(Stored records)
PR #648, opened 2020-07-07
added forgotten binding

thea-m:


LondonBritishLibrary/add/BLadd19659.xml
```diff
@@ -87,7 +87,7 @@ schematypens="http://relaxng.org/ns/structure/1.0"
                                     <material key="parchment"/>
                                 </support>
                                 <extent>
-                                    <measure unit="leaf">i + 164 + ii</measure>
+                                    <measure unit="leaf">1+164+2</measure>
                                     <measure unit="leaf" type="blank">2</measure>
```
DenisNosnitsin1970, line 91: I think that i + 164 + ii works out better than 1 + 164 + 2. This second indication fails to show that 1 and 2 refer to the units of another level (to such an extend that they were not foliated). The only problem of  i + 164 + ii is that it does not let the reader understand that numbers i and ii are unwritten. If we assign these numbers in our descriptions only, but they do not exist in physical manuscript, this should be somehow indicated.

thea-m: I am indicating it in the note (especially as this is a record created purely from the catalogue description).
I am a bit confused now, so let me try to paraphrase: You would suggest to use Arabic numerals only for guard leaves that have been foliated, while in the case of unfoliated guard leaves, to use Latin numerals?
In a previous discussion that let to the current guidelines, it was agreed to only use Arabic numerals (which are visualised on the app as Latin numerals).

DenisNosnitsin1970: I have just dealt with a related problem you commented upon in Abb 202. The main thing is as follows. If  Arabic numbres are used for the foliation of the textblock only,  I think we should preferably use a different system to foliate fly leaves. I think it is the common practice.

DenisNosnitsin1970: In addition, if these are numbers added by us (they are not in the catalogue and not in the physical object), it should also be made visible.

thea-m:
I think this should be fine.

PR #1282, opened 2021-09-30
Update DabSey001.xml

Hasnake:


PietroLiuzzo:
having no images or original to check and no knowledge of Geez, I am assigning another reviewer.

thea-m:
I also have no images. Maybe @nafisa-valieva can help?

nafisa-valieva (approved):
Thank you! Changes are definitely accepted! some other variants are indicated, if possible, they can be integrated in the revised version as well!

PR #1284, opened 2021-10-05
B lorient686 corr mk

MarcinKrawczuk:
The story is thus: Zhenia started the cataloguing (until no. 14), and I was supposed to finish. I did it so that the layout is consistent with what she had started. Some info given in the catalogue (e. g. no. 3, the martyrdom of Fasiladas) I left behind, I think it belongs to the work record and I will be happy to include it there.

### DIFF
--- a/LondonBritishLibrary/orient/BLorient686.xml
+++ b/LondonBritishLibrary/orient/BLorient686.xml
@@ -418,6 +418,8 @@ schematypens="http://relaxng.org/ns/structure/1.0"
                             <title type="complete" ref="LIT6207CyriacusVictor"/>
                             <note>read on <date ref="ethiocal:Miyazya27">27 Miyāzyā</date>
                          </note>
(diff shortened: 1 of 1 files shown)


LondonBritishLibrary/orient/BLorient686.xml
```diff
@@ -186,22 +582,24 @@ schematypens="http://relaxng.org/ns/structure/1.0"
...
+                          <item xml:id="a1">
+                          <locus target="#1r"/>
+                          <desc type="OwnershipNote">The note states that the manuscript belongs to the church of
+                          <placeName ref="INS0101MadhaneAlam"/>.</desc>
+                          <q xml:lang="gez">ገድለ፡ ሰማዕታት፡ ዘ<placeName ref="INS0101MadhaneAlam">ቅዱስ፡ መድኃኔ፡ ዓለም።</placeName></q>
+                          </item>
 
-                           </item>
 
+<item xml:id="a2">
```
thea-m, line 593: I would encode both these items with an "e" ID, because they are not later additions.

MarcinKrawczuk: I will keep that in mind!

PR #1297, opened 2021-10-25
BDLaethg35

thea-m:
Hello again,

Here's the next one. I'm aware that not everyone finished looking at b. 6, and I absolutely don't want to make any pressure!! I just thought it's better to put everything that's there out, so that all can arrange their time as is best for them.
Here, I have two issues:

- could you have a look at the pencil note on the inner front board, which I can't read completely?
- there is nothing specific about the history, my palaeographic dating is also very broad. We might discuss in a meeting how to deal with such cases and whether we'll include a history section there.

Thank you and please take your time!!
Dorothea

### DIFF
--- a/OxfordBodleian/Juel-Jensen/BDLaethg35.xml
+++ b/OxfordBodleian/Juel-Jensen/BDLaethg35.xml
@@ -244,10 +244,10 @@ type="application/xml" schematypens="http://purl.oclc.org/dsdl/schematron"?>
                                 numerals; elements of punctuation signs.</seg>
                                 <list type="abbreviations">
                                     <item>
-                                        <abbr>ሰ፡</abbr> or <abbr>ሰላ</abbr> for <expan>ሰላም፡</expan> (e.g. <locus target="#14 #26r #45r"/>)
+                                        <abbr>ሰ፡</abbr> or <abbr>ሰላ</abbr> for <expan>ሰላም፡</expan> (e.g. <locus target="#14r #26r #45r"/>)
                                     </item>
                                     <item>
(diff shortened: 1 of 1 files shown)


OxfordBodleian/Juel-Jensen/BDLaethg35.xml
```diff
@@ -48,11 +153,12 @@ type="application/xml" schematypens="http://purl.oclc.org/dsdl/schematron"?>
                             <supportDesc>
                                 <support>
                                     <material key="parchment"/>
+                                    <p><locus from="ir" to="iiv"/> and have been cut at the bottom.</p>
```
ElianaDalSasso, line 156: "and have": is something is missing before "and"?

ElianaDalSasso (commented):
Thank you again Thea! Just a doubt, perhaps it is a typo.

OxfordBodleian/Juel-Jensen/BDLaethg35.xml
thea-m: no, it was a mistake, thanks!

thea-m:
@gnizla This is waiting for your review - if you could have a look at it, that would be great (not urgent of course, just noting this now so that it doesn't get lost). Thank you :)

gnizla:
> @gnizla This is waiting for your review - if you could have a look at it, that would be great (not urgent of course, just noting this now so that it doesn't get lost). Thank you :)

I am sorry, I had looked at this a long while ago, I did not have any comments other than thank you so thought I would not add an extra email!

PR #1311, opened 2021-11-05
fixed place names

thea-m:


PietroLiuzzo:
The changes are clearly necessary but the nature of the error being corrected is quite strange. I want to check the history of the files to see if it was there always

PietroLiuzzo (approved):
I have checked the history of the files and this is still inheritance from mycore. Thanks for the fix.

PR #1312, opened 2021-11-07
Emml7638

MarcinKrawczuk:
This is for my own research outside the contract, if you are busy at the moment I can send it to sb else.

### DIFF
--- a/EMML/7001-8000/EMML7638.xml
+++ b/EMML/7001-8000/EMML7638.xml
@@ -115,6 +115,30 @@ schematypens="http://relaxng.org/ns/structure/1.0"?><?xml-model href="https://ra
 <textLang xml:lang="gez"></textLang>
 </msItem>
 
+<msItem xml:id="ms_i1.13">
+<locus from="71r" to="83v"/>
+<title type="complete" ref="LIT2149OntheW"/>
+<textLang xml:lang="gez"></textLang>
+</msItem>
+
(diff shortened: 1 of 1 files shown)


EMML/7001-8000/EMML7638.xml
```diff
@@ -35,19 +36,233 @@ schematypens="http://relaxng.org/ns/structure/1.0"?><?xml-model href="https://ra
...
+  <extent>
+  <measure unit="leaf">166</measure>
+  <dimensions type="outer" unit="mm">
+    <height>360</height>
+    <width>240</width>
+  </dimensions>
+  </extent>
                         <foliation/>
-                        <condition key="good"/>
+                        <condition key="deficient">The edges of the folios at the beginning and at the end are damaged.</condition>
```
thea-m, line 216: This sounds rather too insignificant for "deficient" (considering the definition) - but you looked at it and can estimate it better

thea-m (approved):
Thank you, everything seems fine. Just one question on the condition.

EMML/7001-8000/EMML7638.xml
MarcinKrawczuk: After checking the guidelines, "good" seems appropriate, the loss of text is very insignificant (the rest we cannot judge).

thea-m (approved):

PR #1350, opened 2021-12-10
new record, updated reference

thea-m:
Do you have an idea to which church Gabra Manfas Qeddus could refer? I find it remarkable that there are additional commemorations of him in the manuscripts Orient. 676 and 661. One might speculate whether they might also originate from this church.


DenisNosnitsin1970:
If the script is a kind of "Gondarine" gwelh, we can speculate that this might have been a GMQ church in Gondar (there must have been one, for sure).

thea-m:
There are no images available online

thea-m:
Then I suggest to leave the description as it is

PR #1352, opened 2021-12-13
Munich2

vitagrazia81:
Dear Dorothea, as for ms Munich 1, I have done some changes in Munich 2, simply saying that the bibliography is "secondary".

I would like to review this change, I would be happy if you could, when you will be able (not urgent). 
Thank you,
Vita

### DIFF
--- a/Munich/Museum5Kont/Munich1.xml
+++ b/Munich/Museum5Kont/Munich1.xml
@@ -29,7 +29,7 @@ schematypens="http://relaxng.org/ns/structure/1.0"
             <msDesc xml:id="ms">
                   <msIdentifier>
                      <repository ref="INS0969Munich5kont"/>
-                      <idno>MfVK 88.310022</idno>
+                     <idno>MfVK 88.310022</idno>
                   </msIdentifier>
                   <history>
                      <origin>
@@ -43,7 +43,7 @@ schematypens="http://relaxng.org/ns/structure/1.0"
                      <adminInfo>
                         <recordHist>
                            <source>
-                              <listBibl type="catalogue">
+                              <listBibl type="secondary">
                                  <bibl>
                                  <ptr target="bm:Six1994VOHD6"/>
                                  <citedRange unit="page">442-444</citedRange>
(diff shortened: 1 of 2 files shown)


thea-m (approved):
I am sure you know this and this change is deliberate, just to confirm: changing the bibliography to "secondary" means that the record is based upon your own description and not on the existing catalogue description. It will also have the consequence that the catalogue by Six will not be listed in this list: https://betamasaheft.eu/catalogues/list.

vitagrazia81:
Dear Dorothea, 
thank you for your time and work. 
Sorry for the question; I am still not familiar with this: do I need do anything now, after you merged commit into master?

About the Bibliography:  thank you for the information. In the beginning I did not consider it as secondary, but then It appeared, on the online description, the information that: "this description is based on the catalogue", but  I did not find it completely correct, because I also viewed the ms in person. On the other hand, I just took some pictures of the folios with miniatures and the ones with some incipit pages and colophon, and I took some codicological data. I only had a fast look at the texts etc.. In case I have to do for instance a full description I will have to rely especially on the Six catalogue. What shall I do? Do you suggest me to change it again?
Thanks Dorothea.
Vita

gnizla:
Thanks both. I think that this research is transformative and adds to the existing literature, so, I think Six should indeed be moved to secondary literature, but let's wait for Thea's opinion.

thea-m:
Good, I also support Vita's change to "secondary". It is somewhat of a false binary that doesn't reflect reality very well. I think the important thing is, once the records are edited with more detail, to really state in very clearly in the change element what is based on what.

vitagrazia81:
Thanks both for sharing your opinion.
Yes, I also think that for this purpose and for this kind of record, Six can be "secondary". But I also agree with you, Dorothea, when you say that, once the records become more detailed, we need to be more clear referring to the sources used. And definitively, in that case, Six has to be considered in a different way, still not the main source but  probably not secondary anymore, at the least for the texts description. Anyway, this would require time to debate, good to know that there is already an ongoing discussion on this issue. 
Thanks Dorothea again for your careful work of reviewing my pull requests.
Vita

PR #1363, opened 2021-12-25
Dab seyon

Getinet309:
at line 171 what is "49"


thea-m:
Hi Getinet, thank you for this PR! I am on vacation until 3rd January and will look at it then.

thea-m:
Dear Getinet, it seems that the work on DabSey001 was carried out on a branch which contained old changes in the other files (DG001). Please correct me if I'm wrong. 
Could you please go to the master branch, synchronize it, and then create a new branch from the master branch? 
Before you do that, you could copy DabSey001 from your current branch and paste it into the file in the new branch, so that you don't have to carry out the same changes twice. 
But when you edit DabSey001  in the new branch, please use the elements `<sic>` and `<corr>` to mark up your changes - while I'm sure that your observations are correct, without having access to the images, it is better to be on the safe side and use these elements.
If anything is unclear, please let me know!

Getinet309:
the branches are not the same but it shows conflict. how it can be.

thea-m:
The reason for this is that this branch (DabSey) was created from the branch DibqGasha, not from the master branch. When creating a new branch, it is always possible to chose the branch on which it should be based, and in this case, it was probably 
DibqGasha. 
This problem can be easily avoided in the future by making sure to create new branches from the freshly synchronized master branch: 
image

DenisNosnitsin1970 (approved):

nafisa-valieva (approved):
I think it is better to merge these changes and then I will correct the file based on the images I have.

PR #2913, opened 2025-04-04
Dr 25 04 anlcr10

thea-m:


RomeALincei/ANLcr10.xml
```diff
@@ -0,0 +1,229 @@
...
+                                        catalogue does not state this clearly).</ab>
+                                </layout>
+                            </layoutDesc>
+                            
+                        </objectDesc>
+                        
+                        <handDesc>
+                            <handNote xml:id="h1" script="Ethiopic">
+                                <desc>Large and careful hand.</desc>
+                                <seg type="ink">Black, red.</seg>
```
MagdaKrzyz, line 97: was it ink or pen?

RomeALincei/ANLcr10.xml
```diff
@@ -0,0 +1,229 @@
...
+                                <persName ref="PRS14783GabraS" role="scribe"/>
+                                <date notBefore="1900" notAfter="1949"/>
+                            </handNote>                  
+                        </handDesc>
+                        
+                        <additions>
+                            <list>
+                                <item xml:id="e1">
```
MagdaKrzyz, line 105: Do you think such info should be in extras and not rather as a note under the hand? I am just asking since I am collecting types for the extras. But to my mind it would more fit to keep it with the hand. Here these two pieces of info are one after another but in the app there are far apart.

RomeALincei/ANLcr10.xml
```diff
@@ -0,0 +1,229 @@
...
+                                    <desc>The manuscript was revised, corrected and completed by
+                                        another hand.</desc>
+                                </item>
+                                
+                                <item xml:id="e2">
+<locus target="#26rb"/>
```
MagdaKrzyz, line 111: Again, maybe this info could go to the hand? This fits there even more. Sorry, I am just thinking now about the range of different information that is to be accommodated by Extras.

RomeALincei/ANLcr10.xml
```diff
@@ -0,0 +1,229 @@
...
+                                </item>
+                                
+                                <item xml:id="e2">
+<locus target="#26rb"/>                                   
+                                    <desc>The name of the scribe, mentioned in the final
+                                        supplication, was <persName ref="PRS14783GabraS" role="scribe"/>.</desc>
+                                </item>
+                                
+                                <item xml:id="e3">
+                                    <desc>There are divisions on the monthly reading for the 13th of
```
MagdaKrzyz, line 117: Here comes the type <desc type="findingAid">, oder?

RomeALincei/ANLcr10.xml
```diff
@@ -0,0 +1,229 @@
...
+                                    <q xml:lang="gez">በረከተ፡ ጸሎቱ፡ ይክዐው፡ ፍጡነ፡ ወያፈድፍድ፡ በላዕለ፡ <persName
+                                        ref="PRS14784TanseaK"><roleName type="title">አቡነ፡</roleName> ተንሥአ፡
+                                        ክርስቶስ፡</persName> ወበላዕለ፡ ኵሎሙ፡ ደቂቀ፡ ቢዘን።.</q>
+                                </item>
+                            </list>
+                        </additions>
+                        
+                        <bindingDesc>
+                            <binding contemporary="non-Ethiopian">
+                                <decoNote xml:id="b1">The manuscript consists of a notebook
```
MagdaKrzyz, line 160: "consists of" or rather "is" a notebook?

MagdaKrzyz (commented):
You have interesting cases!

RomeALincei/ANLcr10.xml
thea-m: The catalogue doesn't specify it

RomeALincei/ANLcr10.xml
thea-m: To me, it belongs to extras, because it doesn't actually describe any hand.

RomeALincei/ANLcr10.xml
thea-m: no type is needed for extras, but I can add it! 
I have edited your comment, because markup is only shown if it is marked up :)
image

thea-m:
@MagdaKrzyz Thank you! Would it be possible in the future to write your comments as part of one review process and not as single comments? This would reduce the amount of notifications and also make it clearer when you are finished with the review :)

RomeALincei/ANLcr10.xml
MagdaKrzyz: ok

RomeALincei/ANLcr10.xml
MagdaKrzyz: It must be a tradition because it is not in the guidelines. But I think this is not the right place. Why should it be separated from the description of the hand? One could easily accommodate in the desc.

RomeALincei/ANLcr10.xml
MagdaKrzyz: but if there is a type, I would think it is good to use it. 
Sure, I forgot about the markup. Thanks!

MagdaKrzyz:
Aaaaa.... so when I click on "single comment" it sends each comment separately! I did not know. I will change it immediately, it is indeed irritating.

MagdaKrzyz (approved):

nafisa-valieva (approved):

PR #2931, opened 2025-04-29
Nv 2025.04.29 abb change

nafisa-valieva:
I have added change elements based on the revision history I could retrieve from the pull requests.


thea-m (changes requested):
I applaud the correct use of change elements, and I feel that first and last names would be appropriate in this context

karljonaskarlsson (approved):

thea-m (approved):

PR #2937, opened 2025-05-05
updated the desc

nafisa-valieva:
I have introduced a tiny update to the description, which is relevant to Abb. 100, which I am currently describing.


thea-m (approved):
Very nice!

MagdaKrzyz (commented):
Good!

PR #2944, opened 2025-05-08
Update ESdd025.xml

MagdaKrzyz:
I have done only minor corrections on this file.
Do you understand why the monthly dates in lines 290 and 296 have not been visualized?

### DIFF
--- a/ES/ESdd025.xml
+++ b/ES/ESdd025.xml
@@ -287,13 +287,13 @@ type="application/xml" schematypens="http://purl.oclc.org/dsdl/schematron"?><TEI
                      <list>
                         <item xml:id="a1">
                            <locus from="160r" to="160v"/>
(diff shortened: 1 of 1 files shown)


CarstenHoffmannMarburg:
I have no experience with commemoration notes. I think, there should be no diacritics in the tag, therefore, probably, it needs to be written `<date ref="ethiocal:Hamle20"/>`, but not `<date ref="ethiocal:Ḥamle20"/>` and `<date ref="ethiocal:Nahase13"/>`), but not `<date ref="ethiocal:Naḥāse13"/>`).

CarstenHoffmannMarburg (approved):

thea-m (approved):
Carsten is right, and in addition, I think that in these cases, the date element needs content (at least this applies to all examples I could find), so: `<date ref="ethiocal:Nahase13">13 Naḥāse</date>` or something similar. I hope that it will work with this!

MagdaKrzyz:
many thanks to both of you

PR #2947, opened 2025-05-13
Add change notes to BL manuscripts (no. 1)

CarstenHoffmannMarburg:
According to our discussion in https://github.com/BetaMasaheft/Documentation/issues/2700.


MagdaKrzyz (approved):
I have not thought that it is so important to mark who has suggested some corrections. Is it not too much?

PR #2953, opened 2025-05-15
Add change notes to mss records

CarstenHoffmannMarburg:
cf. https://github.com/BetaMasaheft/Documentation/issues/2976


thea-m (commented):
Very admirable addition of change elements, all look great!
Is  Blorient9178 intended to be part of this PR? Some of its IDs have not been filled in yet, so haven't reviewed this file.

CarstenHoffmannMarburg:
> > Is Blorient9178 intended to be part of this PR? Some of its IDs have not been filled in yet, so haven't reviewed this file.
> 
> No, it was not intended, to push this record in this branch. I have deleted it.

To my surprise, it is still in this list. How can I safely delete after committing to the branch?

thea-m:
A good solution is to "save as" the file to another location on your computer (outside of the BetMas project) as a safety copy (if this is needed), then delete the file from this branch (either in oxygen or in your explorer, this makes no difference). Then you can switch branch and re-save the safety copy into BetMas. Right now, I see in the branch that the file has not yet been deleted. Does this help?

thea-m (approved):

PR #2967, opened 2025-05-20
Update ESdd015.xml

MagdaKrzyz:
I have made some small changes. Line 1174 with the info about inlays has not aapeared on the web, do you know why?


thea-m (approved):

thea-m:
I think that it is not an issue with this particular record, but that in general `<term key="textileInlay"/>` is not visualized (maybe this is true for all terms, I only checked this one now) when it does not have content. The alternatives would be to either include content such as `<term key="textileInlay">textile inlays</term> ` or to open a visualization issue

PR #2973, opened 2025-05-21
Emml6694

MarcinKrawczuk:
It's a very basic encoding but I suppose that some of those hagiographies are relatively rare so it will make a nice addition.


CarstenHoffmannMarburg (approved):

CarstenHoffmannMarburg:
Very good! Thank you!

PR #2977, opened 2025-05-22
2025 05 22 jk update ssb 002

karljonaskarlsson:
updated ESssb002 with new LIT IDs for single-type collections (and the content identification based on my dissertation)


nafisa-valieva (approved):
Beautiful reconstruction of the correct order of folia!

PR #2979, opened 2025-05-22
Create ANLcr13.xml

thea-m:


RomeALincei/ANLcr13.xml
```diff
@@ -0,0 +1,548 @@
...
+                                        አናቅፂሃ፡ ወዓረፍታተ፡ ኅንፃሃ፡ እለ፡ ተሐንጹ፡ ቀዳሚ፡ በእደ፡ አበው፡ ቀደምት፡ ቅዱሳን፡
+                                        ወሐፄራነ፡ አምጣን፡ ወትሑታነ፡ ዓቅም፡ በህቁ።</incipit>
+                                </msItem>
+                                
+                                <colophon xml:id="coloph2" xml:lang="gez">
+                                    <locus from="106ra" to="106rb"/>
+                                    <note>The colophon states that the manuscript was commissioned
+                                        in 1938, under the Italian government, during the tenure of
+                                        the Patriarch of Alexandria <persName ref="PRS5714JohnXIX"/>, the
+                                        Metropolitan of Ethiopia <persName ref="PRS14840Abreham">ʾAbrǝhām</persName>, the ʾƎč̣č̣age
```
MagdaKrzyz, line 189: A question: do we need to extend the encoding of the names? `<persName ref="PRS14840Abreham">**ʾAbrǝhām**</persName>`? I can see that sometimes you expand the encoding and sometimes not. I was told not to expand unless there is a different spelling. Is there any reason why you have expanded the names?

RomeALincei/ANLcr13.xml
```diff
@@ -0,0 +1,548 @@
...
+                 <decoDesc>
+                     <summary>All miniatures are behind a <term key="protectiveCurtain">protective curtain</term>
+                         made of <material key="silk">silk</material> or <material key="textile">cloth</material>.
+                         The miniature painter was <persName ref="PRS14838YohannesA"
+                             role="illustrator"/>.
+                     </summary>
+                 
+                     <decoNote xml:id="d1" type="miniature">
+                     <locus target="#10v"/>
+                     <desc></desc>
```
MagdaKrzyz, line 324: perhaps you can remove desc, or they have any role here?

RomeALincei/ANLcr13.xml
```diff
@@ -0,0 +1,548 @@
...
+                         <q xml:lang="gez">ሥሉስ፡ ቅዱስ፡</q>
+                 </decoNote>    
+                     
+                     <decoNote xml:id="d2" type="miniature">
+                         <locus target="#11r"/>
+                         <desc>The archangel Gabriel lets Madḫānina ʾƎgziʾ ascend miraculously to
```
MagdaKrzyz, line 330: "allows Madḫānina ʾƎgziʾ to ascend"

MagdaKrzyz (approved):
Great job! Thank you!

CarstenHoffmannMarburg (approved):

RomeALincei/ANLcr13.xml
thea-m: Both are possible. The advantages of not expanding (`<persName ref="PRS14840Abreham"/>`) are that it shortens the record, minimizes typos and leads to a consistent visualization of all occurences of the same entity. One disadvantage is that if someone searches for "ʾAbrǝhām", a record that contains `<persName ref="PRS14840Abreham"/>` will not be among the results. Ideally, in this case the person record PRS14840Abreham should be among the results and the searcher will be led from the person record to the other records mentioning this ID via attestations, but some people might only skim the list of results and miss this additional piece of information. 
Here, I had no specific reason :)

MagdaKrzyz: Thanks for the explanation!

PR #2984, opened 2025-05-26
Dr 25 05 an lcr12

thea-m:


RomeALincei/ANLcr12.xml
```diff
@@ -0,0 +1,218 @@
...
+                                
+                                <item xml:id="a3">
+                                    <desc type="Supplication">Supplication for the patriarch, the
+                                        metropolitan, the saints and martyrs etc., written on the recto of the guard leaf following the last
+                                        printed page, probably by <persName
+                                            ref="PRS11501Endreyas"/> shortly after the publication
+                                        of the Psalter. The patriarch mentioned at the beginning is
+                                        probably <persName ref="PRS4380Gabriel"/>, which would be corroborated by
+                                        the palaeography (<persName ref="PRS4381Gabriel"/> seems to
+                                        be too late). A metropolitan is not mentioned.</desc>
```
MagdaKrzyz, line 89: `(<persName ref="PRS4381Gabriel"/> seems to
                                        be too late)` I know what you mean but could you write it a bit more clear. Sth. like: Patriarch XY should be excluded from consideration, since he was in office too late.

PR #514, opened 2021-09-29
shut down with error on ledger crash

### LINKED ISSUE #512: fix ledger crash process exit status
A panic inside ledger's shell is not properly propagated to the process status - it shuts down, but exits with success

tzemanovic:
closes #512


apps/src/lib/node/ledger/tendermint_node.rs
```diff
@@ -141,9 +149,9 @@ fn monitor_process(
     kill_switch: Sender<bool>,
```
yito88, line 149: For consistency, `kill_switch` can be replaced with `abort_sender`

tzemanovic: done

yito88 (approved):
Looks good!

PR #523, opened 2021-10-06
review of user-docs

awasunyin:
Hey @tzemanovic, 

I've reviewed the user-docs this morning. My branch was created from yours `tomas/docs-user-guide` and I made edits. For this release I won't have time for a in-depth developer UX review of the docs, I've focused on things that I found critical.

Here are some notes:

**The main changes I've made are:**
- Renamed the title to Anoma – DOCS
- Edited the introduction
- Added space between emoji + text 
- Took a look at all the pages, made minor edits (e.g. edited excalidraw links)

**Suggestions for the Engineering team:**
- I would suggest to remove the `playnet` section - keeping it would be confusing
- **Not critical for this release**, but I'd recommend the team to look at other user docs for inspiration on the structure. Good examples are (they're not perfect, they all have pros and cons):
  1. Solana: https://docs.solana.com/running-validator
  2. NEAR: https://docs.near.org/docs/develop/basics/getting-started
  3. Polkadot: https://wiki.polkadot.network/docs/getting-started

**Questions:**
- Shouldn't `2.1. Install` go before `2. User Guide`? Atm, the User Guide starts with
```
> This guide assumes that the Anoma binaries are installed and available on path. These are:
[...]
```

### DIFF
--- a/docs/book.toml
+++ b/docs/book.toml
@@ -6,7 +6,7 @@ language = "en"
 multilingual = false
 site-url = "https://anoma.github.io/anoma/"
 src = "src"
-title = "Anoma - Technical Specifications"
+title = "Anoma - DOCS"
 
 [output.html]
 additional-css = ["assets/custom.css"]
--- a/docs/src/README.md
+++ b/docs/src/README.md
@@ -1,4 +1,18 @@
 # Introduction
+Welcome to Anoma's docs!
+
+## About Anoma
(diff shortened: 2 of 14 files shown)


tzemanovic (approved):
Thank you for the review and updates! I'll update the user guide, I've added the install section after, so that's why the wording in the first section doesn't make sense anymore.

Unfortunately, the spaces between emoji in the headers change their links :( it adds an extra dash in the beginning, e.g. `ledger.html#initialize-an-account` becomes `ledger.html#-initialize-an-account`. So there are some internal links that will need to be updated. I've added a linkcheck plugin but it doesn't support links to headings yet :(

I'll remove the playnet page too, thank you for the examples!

■ Your assignment
Would you please copy all lines in the data that contain the word "status"?

■ Answer for this exercise
### LINKED ISSUE #512: fix ledger crash process exit status
A panic inside ledger's shell is not properly propagated to the process status - it shuts down, but exits with success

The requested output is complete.